#### PROBLEM TO SOLVE
In the records below, find each line holding the word "characters" and copy it.
Top of DATA EXTRACTS
PR #72, opened 2022-08-19
Fix generation of names for k8s resources

### LINKED ISSUE #71: Fix generation of names for k8s resources
Names have to follow these conventions:
* contain at most 63 characters
* contain only lowercase alphanumeric characters or '-'
* start with an alphanumeric character
* end with an alphanumeric character

Also they have to be unique. 

At the moment there may be cases where we have duplicate names, e.g. when generating the names for configmaps:

```
apiVersion: v1
kind: ConfigMap
metadata:
  name: ws-1660897383007theia-cloud-demo-john-doe-greatcompany-session
  labels:
    theiacloud: emails
...
---
apiVersion: v1
kind: ConfigMap
metadata:
  name: ws-1660897383007theia-cloud-demo-john-doe-greatcompany-session
  labels:
    theiacloud: proxy
...
```
For these cases the suffix is lost at the moment.

Affected versions are 0.8.0.MS3 and 0.8.0.MS4

jfaltermeier:
* name pattern will be (InstanceId-)CustomResourceUID-Suffix-AdditionalInformation
* If string gets to long we cut from the end. This should only affect additional information which is only used to make the resource purpose easier to grasp on first sight.

Fixes #71

### DIFF
--- a/java/common/org.eclipse.theia.cloud.common/src/main/java/org/eclipse/theia/cloud/common/util/NamingUtil.java
+++ b/java/common/org.eclipse.theia.cloud.common/src/main/java/org/eclipse/theia/cloud/common/util/NamingUtil.java
@@ -20,27 +20,131 @@ import org.eclipse.theia.cloud.common.k8s.resource.Session;
 import org.eclipse.theia.cloud.common.k8s.resource.Workspace;
 
 public final class NamingUtil {
+
     public static final int VALID_NAME_LIMIT = 62;
+
+    private static final int MAX_IDENTIFIER_LENGTH = 24;
 
     private NamingUtil() {
 	// utility
     }
 
-    public static String createName(AppDefinition appDefinition, int instance, String suffix) {
-	return createName(instance + "-" + appDefinition.getMetadata().getUid(), suffix,
-		getAdditionalInformation(appDefinition));
+    /**
+     * Creates a string that can be used as a name for a kubernetes object.
+     * 
+     * When the same arguments are passed to this method again, the resulting name
+     * will be the same.
+     * 
+     * For different arguments the resulting name will be unique in the cluster.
Bottom of DATA EXTRACTS
#### EXERCISE RESULT
* contain at most 63 characters
* contain only lowercase alphanumeric characters or '-'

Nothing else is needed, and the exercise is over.